• [Required work] Make an exact copy of all the data.
Extracted entries section start
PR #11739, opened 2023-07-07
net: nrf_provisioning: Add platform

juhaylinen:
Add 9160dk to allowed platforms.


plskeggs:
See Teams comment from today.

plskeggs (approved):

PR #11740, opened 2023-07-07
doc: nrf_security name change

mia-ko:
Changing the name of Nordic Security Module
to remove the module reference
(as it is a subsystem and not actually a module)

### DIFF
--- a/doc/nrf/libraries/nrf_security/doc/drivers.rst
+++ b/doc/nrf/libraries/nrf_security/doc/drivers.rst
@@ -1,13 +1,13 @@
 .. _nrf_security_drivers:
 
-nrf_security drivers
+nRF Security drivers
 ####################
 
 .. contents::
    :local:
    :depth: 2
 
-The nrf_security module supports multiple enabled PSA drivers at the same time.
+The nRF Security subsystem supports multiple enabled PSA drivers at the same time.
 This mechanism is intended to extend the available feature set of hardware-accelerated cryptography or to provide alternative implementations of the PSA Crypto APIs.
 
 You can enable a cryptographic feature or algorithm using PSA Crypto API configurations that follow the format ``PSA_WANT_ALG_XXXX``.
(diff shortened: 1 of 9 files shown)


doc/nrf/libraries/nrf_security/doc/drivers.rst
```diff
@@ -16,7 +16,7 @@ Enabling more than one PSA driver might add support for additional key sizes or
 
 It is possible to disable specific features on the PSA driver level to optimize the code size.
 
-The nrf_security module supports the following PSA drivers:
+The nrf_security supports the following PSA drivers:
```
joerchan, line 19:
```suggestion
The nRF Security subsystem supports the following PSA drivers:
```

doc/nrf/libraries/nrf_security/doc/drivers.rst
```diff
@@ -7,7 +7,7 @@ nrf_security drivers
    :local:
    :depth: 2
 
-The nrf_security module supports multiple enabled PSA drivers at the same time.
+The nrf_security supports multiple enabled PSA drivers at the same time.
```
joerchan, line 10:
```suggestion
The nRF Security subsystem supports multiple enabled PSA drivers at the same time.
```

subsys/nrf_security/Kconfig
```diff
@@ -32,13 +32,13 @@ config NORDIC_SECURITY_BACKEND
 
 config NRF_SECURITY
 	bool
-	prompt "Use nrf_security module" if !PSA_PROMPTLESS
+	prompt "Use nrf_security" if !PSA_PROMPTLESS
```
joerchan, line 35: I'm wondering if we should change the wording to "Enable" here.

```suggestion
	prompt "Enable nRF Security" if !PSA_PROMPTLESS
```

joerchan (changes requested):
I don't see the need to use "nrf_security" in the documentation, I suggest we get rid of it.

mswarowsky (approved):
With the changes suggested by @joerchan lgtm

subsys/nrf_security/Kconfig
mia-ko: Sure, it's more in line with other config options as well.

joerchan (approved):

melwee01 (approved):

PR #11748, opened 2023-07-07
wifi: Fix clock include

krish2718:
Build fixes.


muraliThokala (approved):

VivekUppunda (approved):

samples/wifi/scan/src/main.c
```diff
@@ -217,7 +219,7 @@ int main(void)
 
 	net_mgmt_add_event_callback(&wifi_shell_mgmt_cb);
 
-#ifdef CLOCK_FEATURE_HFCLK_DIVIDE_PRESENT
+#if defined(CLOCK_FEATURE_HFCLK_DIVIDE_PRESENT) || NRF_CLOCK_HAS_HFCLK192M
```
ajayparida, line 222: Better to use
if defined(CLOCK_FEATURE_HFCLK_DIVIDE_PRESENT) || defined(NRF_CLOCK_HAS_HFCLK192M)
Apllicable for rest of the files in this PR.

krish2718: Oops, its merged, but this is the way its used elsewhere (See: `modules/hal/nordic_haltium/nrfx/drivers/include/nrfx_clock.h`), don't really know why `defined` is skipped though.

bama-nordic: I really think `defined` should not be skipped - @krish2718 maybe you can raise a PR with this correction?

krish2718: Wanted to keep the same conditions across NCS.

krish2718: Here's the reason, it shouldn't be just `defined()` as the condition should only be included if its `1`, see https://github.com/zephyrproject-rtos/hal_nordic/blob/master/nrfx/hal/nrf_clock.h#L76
Extracted entries section end
• [Solution]
PR #11739, opened 2023-07-07
net: nrf_provisioning: Add platform

juhaylinen:
Add 9160dk to allowed platforms.


plskeggs:
See Teams comment from today.

plskeggs (approved):

PR #11740, opened 2023-07-07
doc: nrf_security name change

mia-ko:
Changing the name of Nordic Security Module
to remove the module reference
(as it is a subsystem and not actually a module)

### DIFF
--- a/doc/nrf/libraries/nrf_security/doc/drivers.rst
+++ b/doc/nrf/libraries/nrf_security/doc/drivers.rst
@@ -1,13 +1,13 @@
 .. _nrf_security_drivers:
 
-nrf_security drivers
+nRF Security drivers
 ####################
 
 .. contents::
    :local:
    :depth: 2
 
-The nrf_security module supports multiple enabled PSA drivers at the same time.
+The nRF Security subsystem supports multiple enabled PSA drivers at the same time.
 This mechanism is intended to extend the available feature set of hardware-accelerated cryptography or to provide alternative implementations of the PSA Crypto APIs.
 
 You can enable a cryptographic feature or algorithm using PSA Crypto API configurations that follow the format ``PSA_WANT_ALG_XXXX``.
(diff shortened: 1 of 9 files shown)


doc/nrf/libraries/nrf_security/doc/drivers.rst
```diff
@@ -16,7 +16,7 @@ Enabling more than one PSA driver might add support for additional key sizes or
 
 It is possible to disable specific features on the PSA driver level to optimize the code size.
 
-The nrf_security module supports the following PSA drivers:
+The nrf_security supports the following PSA drivers:
```
joerchan, line 19:
```suggestion
The nRF Security subsystem supports the following PSA drivers:
```

doc/nrf/libraries/nrf_security/doc/drivers.rst
```diff
@@ -7,7 +7,7 @@ nrf_security drivers
    :local:
    :depth: 2
 
-The nrf_security module supports multiple enabled PSA drivers at the same time.
+The nrf_security supports multiple enabled PSA drivers at the same time.
```
joerchan, line 10:
```suggestion
The nRF Security subsystem supports multiple enabled PSA drivers at the same time.
```

subsys/nrf_security/Kconfig
```diff
@@ -32,13 +32,13 @@ config NORDIC_SECURITY_BACKEND
 
 config NRF_SECURITY
 	bool
-	prompt "Use nrf_security module" if !PSA_PROMPTLESS
+	prompt "Use nrf_security" if !PSA_PROMPTLESS
```
joerchan, line 35: I'm wondering if we should change the wording to "Enable" here.

```suggestion
	prompt "Enable nRF Security" if !PSA_PROMPTLESS
```

joerchan (changes requested):
I don't see the need to use "nrf_security" in the documentation, I suggest we get rid of it.

mswarowsky (approved):
With the changes suggested by @joerchan lgtm

subsys/nrf_security/Kconfig
mia-ko: Sure, it's more in line with other config options as well.

joerchan (approved):

melwee01 (approved):

PR #11748, opened 2023-07-07
wifi: Fix clock include

krish2718:
Build fixes.


muraliThokala (approved):

VivekUppunda (approved):

samples/wifi/scan/src/main.c
```diff
@@ -217,7 +219,7 @@ int main(void)
 
 	net_mgmt_add_event_callback(&wifi_shell_mgmt_cb);
 
-#ifdef CLOCK_FEATURE_HFCLK_DIVIDE_PRESENT
+#if defined(CLOCK_FEATURE_HFCLK_DIVIDE_PRESENT) || NRF_CLOCK_HAS_HFCLK192M
```
ajayparida, line 222: Better to use
if defined(CLOCK_FEATURE_HFCLK_DIVIDE_PRESENT) || defined(NRF_CLOCK_HAS_HFCLK192M)
Apllicable for rest of the files in this PR.

krish2718: Oops, its merged, but this is the way its used elsewhere (See: `modules/hal/nordic_haltium/nrfx/drivers/include/nrfx_clock.h`), don't really know why `defined` is skipped though.

bama-nordic: I really think `defined` should not be skipped - @krish2718 maybe you can raise a PR with this correction?

krish2718: Wanted to keep the same conditions across NCS.

krish2718: Here's the reason, it shouldn't be just `defined()` as the condition should only be included if its `1`, see https://github.com/zephyrproject-rtos/hal_nordic/blob/master/nrfx/hal/nrf_clock.h#L76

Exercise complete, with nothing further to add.